La situación en Haití sigue empeorando y la comunidad internacional pareciera prestar muy poca atención a los alarmantes datos sobre la violencia criminal, explotación sexual, trata de personas y reclutamiento por parte de grupos armados que afectan especialmente a niños, mujeres y niñas. En este contexto, la Eurocámara ha emitido una resolución consensuada en la que se insta a más apoyo europeo y controles para detener la situación.
La diputada Catarina Vieira, miembro de la bancada ecologista, sostiene que es «muy importante» que los países e instituciones como la Unión Europea den la voz de alarma y empiecen a hablar de soluciones concretas para detener lo que está ocurriendo. Basándose en datos de la ONU, se estima que entre enero de 2025 y marzo de 2026 hayan muerto más de 5.500 personas, hubo 1.578 víctimas de violencia sexual, se desplazaron 1,4 millones de personas y aumentó en un 200 por ciento el reclutamiento de menores que constituyen la mitad de los miembros de las 26 bandas criminales que controlan Puerto Príncipe.
La resolución también destaca la violencia sexual que afecta especialmente a mujeres y niñas, así como la preocupación por los recortes de los fondos para la cooperación por parte de Estados Unidos. La diputada Vieira sostiene que Estados Unidos, como país vecino, ha sido históricamente uno de los principales responsables de proporcionar ayuda humanitaria a Haití, pero que el corte en los fondos tiene repercusiones reales en la vida de personas reales.

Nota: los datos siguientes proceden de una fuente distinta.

PR #1462, opened 2015-03-04
[DO NOT MERGE - FOR REVIEW ONLY] Spring lifecycle

marianogonzalez:
IF YOU MERGE -> YOU BRING PASTRIES


core/src/main/java/org/mule/api/registry/InitialisingRegistry.java
```diff
@@ -0,0 +1,50 @@
...
+
+import org.mule.api.MuleException;
+
+/**
+ * A {@link Registry} which not only registers and fetches objects,
+ * but it's also capable of applying lifecycle and injects dependencies
+ *
+ * @since 3.7.0
+ */
+public interface InitialisingRegistry extends Registry
```
dfeist: Improve name, because it's doesn't just to initialise, it does all lifecycle phases. MagicBucketRegistry ? ;-)

core/src/main/java/org/mule/api/registry/ObjectLimbo.java
```diff
@@ -0,0 +1,55 @@
...
+ * Those key/value pairs are held into this limbo until one
+ * registry is initialised and is kind enough to take ownership
+ * over these objects. Limbo objects should not be added into more than
+ * one registry since that may lead to inconsistencies. It is up to the
+ * registry to invoke {@link #clear()} upon registration to make sure
+ * that doesn't happen
+ *
+ * @since 3.7.0
+ */
+public interface ObjectLimbo
```
dfeist: I'm unsure why you can't use a temporary SimpleRegistry implementation whose contents then get copied to SpringRegistry before it's removed, rather than needing to introduce this concept and associated classes.

core/src/main/java/org/mule/context/DefaultMuleContextBuilder.java
```diff
@@ -92,6 +95,25 @@
...
+    /**
+     * if {@code createSimpleRegistry} is {@code true}, then a {@link SimpleRegistry}
+     * will automatically be added to the created context. That only makes sense
+     * when trying to start a light weight context which doesn't require starting a heavier
+     * registry such as Spring or Guice or when testing. This is not something we would
+     * advice on production
+     *
+     * @param createSimpleRegistry whether or not to add a {@link SimpleRegistry} to the created context
+     */
+    public DefaultMuleContextBuilder(boolean createSimpleRegistry)
```
dfeist: Don't like this boolean here, feel it should be transparent.  MuleContext shoud have a SimpleRegisty/Limbo by default when it's created which gets replaces by SpringRegistry if it happens to be configured with Spring maybe?  Obisouly multiple registries made this easier, but that has it's own problems.

core/src/main/java/org/mule/registry/DefaultRegistryBroker.java
```diff
@@ -7,41 +7,63 @@
...
+/**
+ * @deprecated as of 3.7.0. This will be removed in Mule 4.0
+ */
+@Deprecated
 public class DefaultRegistryBroker extends AbstractRegistryBroker
 {
-    private TransientRegistry transientRegistry;
-    private List<Registry> registries = new CopyOnWriteArrayList<Registry>();
+    private final List<Registry> registries = new CopyOnWriteArrayList<>();
+    private final AtomicReference<InitialisingRegistry> initialisingRegistry = new AtomicReference<>(null);
```
dfeist: Beffer field name "single" or "defaut" registry, this is what it is isn't it?

core/src/main/java/org/mule/registry/MuleRegistryHelper.java
```diff
@@ -146,35 +149,13 @@ public Connector lookupConnector(String name)
...
-     * should be avoided and the intelligent, role specific endpoint lookup methods
-     * should be used instead.<br/><br/>
-     *
-     * @param name the idendtifer/name used to register endpoint in registry
-     * @return foo
+     * {@inheritDoc}
      */
-    /*public ImmutableEndpoint lookupEndpoint(String name)
+    @Override
+    public ObjectLimbo getLimbo()
```
dfeist: See other comment about using a simple registry rather than limbo.

core/src/main/java/org/mule/registry/DefaultRegistryBroker.java
```diff
@@ -7,41 +7,63 @@
...
+            initialisingRegistry.compareAndSet((InitialisingRegistry) registry, null);
+        }
     }
 
     protected Collection<Registry> getRegistries()
     {
         return registries;
     }
+
+    protected InitialisingRegistry getInitialisingRegistry()
```
dfeist: Not convinced about this name, for future state.

core/src/main/java/org/mule/registry/TransientRegistry.java
```diff
@@ -66,7 +67,7 @@ public TransientRegistry(String id, MuleContext muleContext)
 
     private void putDefaultEntriesIntoRegistry()
     {
-        Map<String, Object> processors = new HashMap<String, Object>();
+        Map<String, Object> processors = new HashMap<>();
```
dfeist: Why remove generics?

modules/http/src/main/java/org/mule/module/http/internal/listener/grizzly/GrizzlyServerManager.java
```diff
@@ -186,7 +189,7 @@ public Server createSslServerFor(TlsContextFactory tlsContextFactory, WorkManage
         sslFilterDelegate.addFilterForAddress(serverAddress, createSslFilter(tlsContextFactory));
         httpServerFilterDelegate.addFilterForAddress(serverAddress, createHttpServerFilter(usePersistentConnections, connectionIdleTimeout));
         executorProvider.addExecutor(serverAddress, workManagerSource);
-        final GrizzlyServer grizzlyServer = new GrizzlyServer(serverAddress, transport, httpListenerRegistry);
+        final GrizzlyServer grizzlyServer = wrap(new GrizzlyServer(serverAddress, transport, httpListenerRegistry), serverAddress);
```
dfeist: Review these changes with @pablolagreca to see is there is a simpler alternative approach with some changes to http connector.

modules/scripting/src/main/java/org/mule/module/scripting/builders/ScriptConfigurationBuilder.java
```diff
@@ -66,6 +67,9 @@ public ScriptConfigurationBuilder(String scriptEngineName, String[] configResour
     protected void doConfigure(MuleContext muleContext) throws Exception
     {
         this.muleContext = muleContext;
+        SimpleRegistry registry = new SimpleRegistry(muleContext);
```
dfeist: This related to my previous comments.  IMO, when spring-config isn't on the classpath muleContext should still be ready to use without having to manually create, initialise and add a SimpleRegisty.

modules/spring-config/src/main/java/org/mule/config/spring/SpringConfigurationBuilder.java
```diff
@@ -58,7 +59,10 @@ protected void doConfigure(MuleContext muleContext) throws Exception
         // Note: The SpringRegistry must be created before applicationContext.refresh() gets called because
         // some beans may try to look up other beans via the Registry during preInstantiateSingletons().
         muleContext.addRegistry(registry);
-        registry.initialise();
+        if (muleContext.getLifecycleManager().isPhaseComplete(Initialisable.PHASE_NAME))
```
dfeist: Why is the configuration builder doing lifecycle?  This should be in addRegisty() IMO.  Also once addRegisty() is gone, wondering what happending is you use multiple SpringConfigurationBuilders? How does this work, because each ConfigurationBuilder is creating and adding a new registry?  If it doesn't make sense to use mutiple ConfigurationBuilders any more, we need to give this some thought and work out if there are any API changes that can be made to reflect this.  The original ConfigruationBuilder interface was put together like this to specifically support/allow multiple configuration sources.

modules/spring-config/src/main/java/org/mule/config/spring/SpringRegistryBootstrap.java
```diff
@@ -0,0 +1,489 @@
...
+ * Note that the key used for transformers must be 'transformer.x' where 'x' is a sequential number.  The transformer name will be
+ * automatically generated as JMSMessageToXXX where XXX is the return class name i.e. JMSMessageToString unless a 'name'
+ * parameter is specified. If no 'returnClass' is specified the default in the transformer will be used.
+ * <p/>
+ * Note that all objects defined have to have a default constructor. They can implement injection interfaces such as
+ * {@link MuleContextAware} and lifecycle interfaces such as {@link Initialisable}.
+ *
+ * @since 3.7.0
+ */
+public class SpringRegistryBootstrap implements MuleContextAware
```
dfeist: Worth adding RegistyBootstrap interface in mule-core registry package?  I would.

modules/spring-config/src/main/java/org/mule/config/spring/SpringRegistryLifecycleManager.java
```diff
@@ -7,20 +7,41 @@
...
 import org.mule.lifecycle.phases.MuleContextStopPhase;
 import org.mule.lifecycle.phases.NotInLifecyclePhase;
+import org.mule.processor.AbstractMessageProcessorOwner;
 import org.mule.registry.AbstractRegistryBroker;
+import org.mule.routing.requestreply.AbstractAsyncRequestReplyRequester;
+
+import java.util.LinkedHashSet;
+import java.util.Set;
 
 public class SpringRegistryLifecycleManager extends RegistryLifecycleManager
```
dfeist: I'm unsure, with the rest of the changes, why a spring specific lifecycle manager is needed at all now?

modules/spring-config/src/main/java/org/mule/config/spring/SpringXmlConfigurationBuilder.java
```diff
@@ -132,6 +128,7 @@ else if (domainContext != null)
         // some beans may try to look up other beans via the Registry during
         // preInstantiateSingletons().
         muleContext.addRegistry(registry);
```
dfeist: Same comment as before.  We're deprecating the multiple registries, but this configurtion builder uses it.

core/src/main/java/org/mule/api/registry/InitialisingRegistry.java
marianogonzalez: How about LifecycleRegistry?

core/src/main/java/org/mule/api/registry/ObjectLimbo.java
marianogonzalez: That's the first thing we tried and wasn't good. You run into situations in which you need that registry in points where it should no longer be available, you start needing to add listeners to remove it... it's a mess

core/src/main/java/org/mule/registry/TransientRegistry.java
marianogonzalez: it's a java 7 diamond

modules/spring-config/src/main/java/org/mule/config/spring/SpringConfigurationBuilder.java
marianogonzalez: will add a warning on the registry broker if more than one registry is added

La Eurocámara también se pronuncia a favor de la sustitución de la Misión Multinacional de Apoyo a la Policía Haitiana (MMAS) por una Fuerza de Represión Antipandillas (FRG), con un aumento considerable de efectivos. Sin embargo, insiste en que es fundamental asegurar que esas fuerzas respeten derechos humanos y estén obligadas a rendir cuentas por sus actos.
La cooperación europea ha estado presente en Haití desde el período 2008-2013, cuando se invirtieron 883 millones de euros, hasta el período 2021-2027, que prevé 261 millones de euros en cooperación. Sin embargo, la ayuda humanitaria y al desarrollo no son suficientes para la magnitud de la crisis, y es fundamental gestionar y controlar de la mejor manera posible.
La diputada Vieira sostiene que «no podemos renunciar a toda una generación» y que es necesario apoyar a Haití con ayuda humanitaria y cooperación para que pueda retomar las riendas de su propio destino. La resolución también destaca la importancia de frenar el tráfico ilícito de armas y los flujos financieros ilícitos hacia Haití, ya que se estima que hay en circulación alrededor de 500.000 armas ilegales en el país.
En resumen, la Eurocámara ha emitido una resolución consensuada para instar a más apoyo y controles para controlar la criminalidad en Haití, y para exigir que las fuerzas internacionales involucradas en la situación respecten derechos humanos y estén obligadas a rendir cuentas por sus actos.